Researchers at the University at Buffalo have found that fetuses of obese mother rats were programmed in utero to develop obesity in adulthood.
Moreover, they have shown for the first time that the metabolic programming occurs in the fetal hypothalamus, the area of the brain responsible for maintaining the body's energy homeostasis (body weight) throughout life.
Levels of the hormones insulin and leptin also were elevated in fetuses of these obese mother rats, abnormalities that have been correlated with increased appetite and insulin resistance (a prelude to diabetes), as well as obesity and hypertension.
"Our earlier studies looked at newborn rats of the obese mothers in the post-weaning period, so we didn't know how early this programming occurred," said Mulchand Patel, Ph.D., UB Distinguished Professor of Biochemistry and senior author on the study. "Now we know it occurs in utero and specifically in the hypothalamus.
"While these studies were done with rats, there is good reason to think the mechanism would be similar in humans," he said. " The fact that more than one-third of women of child-bearing age in the United States are expected to be overweight or obese during pregnancy, based on a 2003 study, does not portend well for good health of their offspring."
The new findings were published in the October 2008 issue of the American Journal of Physiology, Endocrinology and Metabolism. Malathi Srinivasan, Ph.D., research scientist in the UB Department of Biochemistry, is first author.
Metabolic programming, sometimes called dietary patterning, isn't a new phenomenon, Patel noted. "Epidemiologic studies of malnourished mothers showed that their babies often were underweight and at increased risk for several chronic diseases as adults. Animal studies on maternal protein malnourishment or caloric restriction have shown that pre- and immediate postnatal nutritional modifications have long-term consequences on adult-onset diseases."
Patel and colleagues are pioneers in the investigation of metabolic programming effects when the composition of the diet is manipulated -- changing the percentages of carbohydrates and fat, while keeping calories constant.
Patel reported evidence of metabolic programming in 2002, when his laboratory showed that in rats, consumption of a milk formula high in carbohydrates during the critical early weeks of postnatal life caused permanent changes in pancreatic islets, leading to overproduction of insulin and development of obesity in adulthood.

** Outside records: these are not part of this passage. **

PR #263, opened 2026-09-16
fix: use delimiter in hash to denote different hashable objects

zac-nixon:
**What type of PR is this?**

bug

n/a

The current rule hashing algorithm doesn't use delimiters, which means it's possible that two fields can be concatenated to form what looks like an identical hash, but for objects that are actually different. This PR also uses itoa to convert an integer into a hashable object, rather than a []rune, which is lossy.

I added unit tests that validate the hashing behavior.

**Automation added to e2e**:

No this will not break downgrades as the hash is relative to the running process.

no


parlakisik:
@zac-nixon  did you able to validate this change in the cluster ?

Makefile
```diff
@@ -219,3 +219,4 @@ deploy-controller-on-dataplane: ## Deploys the Network Policy controller on an e
 deploy-and-test: ## Deploys the Network Policy controller on an existing cluster and runs cyclonus tests. Call with CLUSTER_NAME=<name of the cluster> and NP_CONTROLLER_IMAGE=<Image URI> 
 	$(MAKE) deploy-controller-on-dataplane NP_CONTROLLER_IMAGE=$(NP_CONTROLLER_IMAGE)
 	$(MAKE) run-cyclonus-test CLUSTER_NAME=$(CLUSTER_NAME)
+
```
parlakisik: nit: space

pkg/policyendpoints/manager_test.go
```diff
@@ -1262,6 +1262,59 @@ func Test_getEndpointInfoKey(t *testing.T) {
...
+	// Delimiter: adjacent-digit boundaries must not alias.
+	assert.NotEqual(t,
+		m.getEndpointInfoKey(rule(portRange(1, 23))),
+		m.getEndpointInfoKey(rule(portRange(12, 3))),
+		"range 1-23 must not hash the same as range 12-3")
+
+	// Delimiter: CIDR and except boundaries must be unambiguous.
+	assert.NotEqual(t,
+		m.getEndpointInfoKey(policyinfo.EndpointInfo{CIDR: "10.0.0.0/8", Except: []policyinfo.NetworkAddress{"10.1.0.0/16", "10.2.0.0/16"}}),
+		m.getEndpointInfoKey(policyinfo.EndpointInfo{CIDR: "10.0.0.0/810.1.0.0/16", Except: []policyinfo.NetworkAddress{"10.2.0.0/16"}}),
```
parlakisik, line 1309: is this cidr correct ?

zac-nixon: It's not a valid CIDR, but this test is just ensuring that two fields are correctly delimited (e.g. the CIDR and except CIDRs are not mashed together)

parlakisik: oh got it . validating the collusion

Makefile
zac-nixon: fixed

pkg/policyendpoints/clusterpolicyendpoints_chunking.go
```diff
@@ -277,22 +278,28 @@ func (m *policyEndpointsManager) getClusterEndpointInfoFromHashes(hashes []strin
...
+	hasher.Write([]byte(info.DomainName))
+	hasher.Write([]byte(delimiter))
+	hasher.Write([]byte(info.Action))
+	hasher.Write([]byte(delimiter))
 	for _, port := range info.Ports {
 		if port.Protocol != nil {
-			hasher.Write([]byte(string(*port.Protocol)))
+			hasher.Write([]byte((*port.Protocol)))
 		}
+		hasher.Write([]byte(delimiter))
```
parlakisik, line 294: if we add delimiter . the 80 ,443 and 443 ,80 will create different hashes. can this affect any mechanism

zac-nixon: this is existing behavior, [80, 443] and [443, 80] already created different hashes. We can also fix that, but this fixed was targeted at fixing hashes that incorrectly collide.

parlakisik:
lgtm

parlakisik (approved):
some issues related with previous issues

zac-nixon:
https://github.com/aws/amazon-network-policy-controller-k8s/pull/260

PR #573, opened 2023-04-22
feat(baseapp): Polaris BaseApp

itsdevbear:
We introduce a PolarisBaseApp that chains can import to remove a bunch of the Cosmos-SDK boilerplate bs.


itsdevbear:
to be continued...

PR #583, opened 2023-04-27
feat(txpool): Use Geth TxPool in the TxPool Plugin

calbera:


eth/core/host.go
```diff
@@ -126,15 +126,25 @@ type (
...
-		GetTransaction(common.Hash) *types.Transaction
-		// GetNonce returns the nonce of the given address in the transaction pool.
-		GetNonce(common.Address) (uint64, error)
-		// GetNewTxsEventSubscription returns a subscription with the new txs event channel.
-		GetNewTxsEventSubscription(ch chan<- NewTxsEvent) event.Subscription
+		SendTx(*types.Transaction) error
+		// Pending returns the pending transactions in the transaction pool.
+		Pending(bool) map[common.Address]types.Transactions
+		// Get returns the transaction from the pool with the given hash.
+		Get(common.Hash) *types.Transaction
```
itsdevbear, line 133: No I think what you can do is make it so that all the txpool stuff lives in the eth side and the plugin doesn't need to care,

like basically make it so that on SendTx it does all the mempool stuff or something, then on ProcessTransaction in the blockchain, it does the mempooll removal or soething like that (idk if that exactly works but u catch my drift).

PR #652, opened 2023-05-05
refactor(plugins): Stateless historical plugin

oofncubed:


eth/core/host.go
```diff
@@ -148,20 +150,20 @@ type (
 		// HistoricalPlugin implements `libtypes.Preparable`.
 		libtypes.Preparable
```
calbera, line 151: you can now remove this. basically .Prepare should never be called on the historical plugin

cosmos/x/evm/plugins/historical/historical_data.go
```diff
@@ -38,12 +39,13 @@ import (
 // TODO: WHO WROTE THIS CODE THE FIRST TIME BLS FIX IT IS HORRIBLE.
```
calbera, line 39: you can remove this line bls bls

calbera:
make this historical plugin only. Separate PRs for config, gas, and maybe block

itsdevbear:
Is this good?

oofncubed:
> Is this good?

no, the read paths won't work. the context passed into the Get functions won't be able to unwrap into a sdk.context

itsdevbear:
lets shelve this for now tbh.

PR #654, opened 2023-05-05
refactor(plugin): stateless gas plugin implementation

oofncubed:


itsdevbear:
Is this good?

oofncubed:
> Is this good?

tests pass and mage start still good

itsdevbear:
Can you add a few more tests around consumption and edge cases

itsdevbear:
I think we actually shelf this for now. It feels a little cosmos specific and I don't wanna break stuff kek

PR #662, opened 2023-05-08
feat(log): Support Multiple Coins in SdkConvertCoins

oofncubed:
- Enabling this because there are scenarios where multiple coins need to be captured at once. I.e. sending coins into a LP will require multiple coins being transferred at once, and we cannot assume that transfers will only happen one at at time


itsdevbear:
@calbera confirm this won't brick stuff

itsdevbear:
But otherwise utACK Lgtm

PR #664, opened 2023-05-09
feat(log): Support Multiple Coins in SdkConvertCoins

oofncubed:
redo for: https://github.com/berachain/polaris/pull/662 for proper PR.


cosmos/precompile/bank/helpers.go
```diff
@@ -42,8 +42,8 @@ func sdkCoinsToEvmCoins(sdkCoins sdk.Coins) []generated.IBankModuleCoin {
 	return evmCoins
 }
 
-// extractCoinsFromInput converts coins from input (of type any) into sdk.Coins.
-func extractCoinsFromInput(coins any) (sdk.Coins, error) {
+// ExtractCoinsFromInput converts coins from input (of type any) into sdk.Coins.
```
calbera, line 45: I would move these coins conversion helper functions to the cosmos/lib folder in a file called coins.go or similar

contracts/src/cosmos/precompile/Bank.sol
```diff
@@ -44,27 +44,27 @@ interface IBankModule {
     /**
      * @dev Emitted by the bank module when `amount` tokens are spent by `spender`
      */
-    event CoinSpent(address indexed spender, uint256 amount);
+    event CoinSpent(address indexed spender, Coin[] amount);
```
itsdevbear, line 47: we should make a solidity library that contains Coin so that all the diff precompiles use the same type 

cosmoslib.sol or something like this.

calbera: have to backlog because abigen will recreate the go binding struct with the same name in the same package causing name collision

oofncubed: tracking this via BENG-393
GH issue: https://github.com/berachain/polaris/issues/671

calbera (approved):

PR #689, opened 2023-05-11
feat: Shampoo/beng 108 graphql endpoint

shampoobera:


eth/provider/provider.go
```diff
@@ -21,10 +21,13 @@
 package provider
 
 import (
+	"github.com/ethereum/go-ethereum/cmd/utils"
+	"github.com/ethereum/go-ethereum/eth/ethconfig"
 	"github.com/ethereum/go-ethereum/node"
 
 	"pkg.berachain.dev/polaris/eth/api"
 	"pkg.berachain.dev/polaris/eth/core"
+	"pkg.berachain.dev/polaris/eth/graphql"
```
calbera, line 30: why do we need to include the graphql folder in polaris? can we just import from geth?

shampoobera: ya lemme fix

shampoobera: we can reuse it all from geth

PR #700, opened 2023-05-12
test: solidity struct bytes to go struct

technicallyty:
devbear wanted me to open this PR to show u how i convert solidity struct bytes to Go struct. enjoy.


cosmos/testing/integration/precompile/misc/misc_test.go
```diff
@@ -21,14 +21,73 @@
...
+		To:     big.NewInt(3293),
+		From:   big.NewInt(2385),
+		Amount: big.NewInt(23509),
+	}
+	bzStr := "0x0000000000000000000000000000000000000000000000000000000000000cdd00000000000000000000000000000000000000000000000000000000000009510000000000000000000000000000000000000000000000000000000000005bd5"
+	bz, err := hexutil.Decode(bzStr)
+	Expect(err).To(BeNil())
+
+	// make MsgSendEnergy abi type.
+	msgSendEnergyType, err := abi.NewType("tuple", "", []abi.ArgumentMarshaling{
```
itsdevbear, line 61: @technicallyty do you know if this is possible with the structs generated in `abigen`

itsdevbear: we'd currently have to recreate these everytime, though I guess you could rwite a generator

calbera: can import this type directly from the solidity contract's go bindings, so not needed manually here

technicallyty: @calbera are you referring to the go bindings ala `i_governance_module.abigen.go`? if so, that doesn't work as it's just a Go struct, and abi package doesn't know how to unmarshal abi encoded bytes into Go structs, only abi types. 

unless theres somewhere in abigen thats making these abi types that im not seeing?

calbera: so if you have the .abi.json file of your solidity contract/interface, you can build the abi.ABI struct which has all of this generated for you. Get the Methods --> Inputs/Outputs --> Type

calbera: for the go struct, we have to do the same thing you have here https://github.com/berachain/polaris/blob/main/cosmos/lib/conversions.go#L54-L59

PR #703, opened 2023-05-13
fix(rpc): Backend struct behaviour should match geth more closely. 

itsdevbear:
Trying to more closely match geth, we really need some conformance testing at some point, but for now we mess around.

 @Ferret-san


transmissions12 (approved):
UtAck

PR #704, opened 2023-05-13
feat(testing): OP-stack deployment integration testing.

itsdevbear:


eth/core/state/statedb.go
```diff
@@ -230,10 +230,6 @@ func (sdb *stateDB) GetStorageProof(_ common.Address, _ common.Hash) ([][]byte,
 	return nil, nil
 }
```
calbera, line 231: `GetStorageProof` also needs to be deleted so it calls the Plugin

testing/op-l2.sh
```diff
@@ -0,0 +1,37 @@
+#!/bin/bash
+
+SEQ_KEY="73bead3e3e588be3ae77598160d6a5017acdb008973f21166571e400a4b51246"
+L1_RPC="http://localhost:8545"
+RPC_KIND="any"
```
Ferret-san, line 5: `RPC_KIND` should be `basic` to avoid calling non existing methods into the Polaris JSON RPC API

itsdevbear: fixed

eth/core/state/statedb.go
itsdevbear: reeeeee its so cooked LMFAO we need MPT

PR #708, opened 2023-05-15
fix: use operator address for coinbase

oofncubed:


cosmos/x/evm/plugins/block/plugin.go
```diff
@@ -74,7 +77,11 @@ func (p *plugin) GetNewBlockMetadata(number int64) (common.Address, uint64) {
 		panic("block height mismatch")
 	}
 
-	return common.BytesToAddress(cometHeader.ProposerAddress), uint64(cometHeader.Time.UTC().Unix())
+	val, found := p.sk.GetValidatorByConsAddr(p.ctx, cometHeader.ProposerAddress)
+	if !found {
+		panic("validator not found")
```
calbera, line 82: can we include the `cometHeader.ProposerAddress` in the error message

cosmos/x/evm/plugins/block/plugin.go
```diff
@@ -74,7 +77,11 @@ func (p *plugin) GetNewBlockMetadata(number int64) (common.Address, uint64) {
 		panic("block height mismatch")
```
calbera, line 77: here too, more descriptive error msg is more helpful

calbera:
> Fix tests then Lgtm.
> 
> Is there a way we can use not the staking hardtype?

have to get the validator for the operator addr i think

calbera (approved):

PR #184, opened 2016-03-04
Fix shared link storage for folders within a folder

h2kuo:
Changed class check for folders to BOXFolder instead of BOXFile.


boxcla:

boxtcarpel:
+2 LGTM

:walking:

h2kuo:
I realized this could be done in a simpler way - revised commit and tested all item types to make sure it still worked.

PR #186, opened 2016-03-05
Improve the handling of the auth web view loading indicator

boxtcarpel:
Do not display the loading indicator when no web content actually
has to load. This avoid a situation where the loading indicator
remains on screen until the next action / page load.


boxcla:

h2kuo:
+2

PR #188, opened 2016-03-10
Prevent race condition in NSDate+BOXAdditions where the date formatte…

jpang1:
…r could be modified across multiple threads causing incorrect values to be returned.


boxcla:

boxtcarpel:
We should @synchronize just the critical code path, as we discussed offline.

With some additional testing on the new change, LGTM +2

:family:

PR #190, opened 2016-03-11
IOS-10592 : Fix connection error handling.

crousselle:


boxcla:

BoxContentSDK/BoxContentSDK/OAuth2/BOXAuthorizationViewController.m
```diff
@@ -241,38 +250,49 @@ - (void)failAuthenticationWithConnection:(NSURLConnection *)connection
...
-        UIAlertAction *okAction = [UIAlertAction actionWithTitle:NSLocalizedString(@"OK", @"Label: Allow the user to accept the current condition, often used on buttons to dismiss alerts")
-                                                           style:UIAlertActionStyleDefault
-                                                         handler:completion];
-        
-        [alertController addAction:okAction];
-        [self presentViewController:alertController animated:YES completion:nil];
+        [self handleConnectionError];
+    } else {
+        // We still want to report the completion block so that the necessary cleanup is done up in the call tree.
+        if (self.completionBlock) {
```
crousselle, line 262: Part of the issue was that the completion block was not called when the login controller was loaded in the 'background' before the user taps the login button. That lead it to not be cleared in memory, and the same controller was used when the user actually touched the login button. Calling the completion block clears the required components and provides a correct state for when the user touches the login button.

crousselle:
@RicoYao FYI

BoxContentSDK/BoxContentSDK/OAuth2/BOXAuthorizationViewController.m
```diff
@@ -241,38 +250,52 @@ - (void)failAuthenticationWithConnection:(NSURLConnection *)connection
...
+{
+    UIAlertController *alertController = [UIAlertController alertControllerWithTitle:NSLocalizedString(@"Unable to Log In", @"Alert view title: Title for failed SSO login due to authentication issue")
+                                                                             message:self.connectionErrorMessage
+                                                                      preferredStyle:UIAlertControllerStyleAlert];
+    
+    __weak typeof(self) weakSelf = self;
+    void (^completion)(UIAlertAction *action) = ^void(UIAlertAction *action) {
+        [alertController dismissViewControllerAnimated:YES completion:nil];
+        
+        if (weakSelf.completionBlock) {
```
boxtcarpel: We could get multiple completion block calls for the same error this way...

BoxContentSDK/BoxContentSDK/OAuth2/BOXAuthorizationViewController.m
```diff
@@ -241,38 +250,52 @@ - (void)failAuthenticationWithConnection:(NSURLConnection *)connection
...
-        [alertController addAction:okAction];
-        [self presentViewController:alertController animated:YES completion:nil];
+        [self handleConnectionError];
+        // Nil out to avoid any view did appear extra call.
+        self.connectionError = nil;
+        self.connectionErrorMessage = nil;
+    } else {
+        // We still want to report the completion block so that the necessary cleanup is done up in the call tree.
+        if (self.completionBlock) {
+            self.completionBlock(self, nil, self.connectionError);
```
boxtcarpel, line 263: We should either handle the error here, or save the error information and then handle it on appearance. That will ensure it only gets handled once.

Advantage of doing this: faster response to error.
Disadvantage: less built-in error handling in the SDK, more reliance on developer's app layer code, behavior is different based on conditions.

crousselle, line 263: I don't think that would work in all cases, what happens if an error (that is not necessarily connection-related) occurs after appearance. The fact that we get this called before appearance is an edge case when in airplane mode or have no connection at all.

BoxContentSDK/BoxContentSDK/OAuth2/BOXAuthorizationViewController.m
crousselle: True. the complex thing here is that we're trying to handle Flexo's specific use of this controller (loading it without presenting it). I'll fix it.

BoxContentSDK/BoxContentSDK/OAuth2/BOXAuthorizationViewController.m
crousselle, line 263: After thinking about it, we need it here. We have several cases we need to handle, and we can't only handle the error in one place without missing one of them : 
- Error when the controller is not presented (as done in flexo, viewDidAppear will never get called, need to call the completion block)
- Error when presented but viewDidAppear was not called yet : we handle the error and then make sure it won't be handled by viewDidAppear
- Error after viewDidAppear is called : handle the error.

BoxContentSDK/BoxContentSDK/OAuth2/BOXAuthorizationViewController.m
crousselle: it would be the case if and only if (a very edge case imo) : the error comes when the view's window is nil, and then somehow the viewDidAppear method is called.

BoxContentSDK/BoxContentSDK/OAuth2/BOXAuthorizationViewController.m
```diff
@@ -241,38 +250,52 @@ - (void)failAuthenticationWithConnection:(NSURLConnection *)connection
...
+    
     [self.activityIndicator stopAnimating];
 }
 
+- (void)handleConnectionError
+{
+    UIAlertController *alertController = [UIAlertController alertControllerWithTitle:NSLocalizedString(@"Unable to Log In", @"Alert view title: Title for failed SSO login due to authentication issue")
+                                                                             message:self.connectionErrorMessage
+                                                                      preferredStyle:UIAlertControllerStyleAlert];
+
```
boxtcarpel, line 275: nil out connection message

BoxContentSDK/BoxContentSDK/OAuth2/BOXAuthorizationViewController.m
```diff
@@ -241,38 +250,52 @@ - (void)failAuthenticationWithConnection:(NSURLConnection *)connection
...
-        };
-        
-        UIAlertAction *okAction = [UIAlertAction actionWithTitle:NSLocalizedString(@"OK", @"Label: Allow the user to accept the current condition, often used on buttons to dismiss alerts")
-                                                           style:UIAlertActionStyleDefault
-                                                         handler:completion];
-        
-        [alertController addAction:okAction];
-        [self presentViewController:alertController animated:YES completion:nil];
+        [self handleConnectionError];
+        // Nil out to avoid any view did appear extra call.
```
boxtcarpel: don't need this here, we nil them out in handleConnectionError

boxtcarpel:
+2 LGTM

:leaves:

"Metabolic signals are reset in response to a high carbohydrate milk formula given to newborn rats during the suckling period, which induces permanent changes at the molecular level in our rat model," Patel said. "The HC (high carbohydrate) phenotype is maintained for life and is spontaneously transmitted to succeeding generations."
Unlike many models investigating the role of maternal obesity on their offspring, the mother rats used in this study consumed normal laboratory chow during pregnancy, Paten noted.
"Our findings that malprogramming effects induced during fetal development in the altered intrauterine environment in obese mother rats predispose the offspring for adult-onset obesity underscore the importance of women maintaining optimal conditions during their pregnancies," said Patel.
Additional contributors to the study were Catherine Dobbs and Tao Gao, from the UB Department of Biochemistry; Hasam Ghanim and Paresh Dandona, from the UB Department of Medicine; and Peter J. Ross and Richard W. Browne, from the UB Department of Biotechnical and Clinical Laboratory Sciences -- all part of UB's School of Medicine and Biomedical Sciences.
Ghanim and Dandona also are affiliated with Kaleida Health's Diabetes and Endocrinology Center of Western New York.
Patel's research is supported in part by grants from the National Institutes of Health.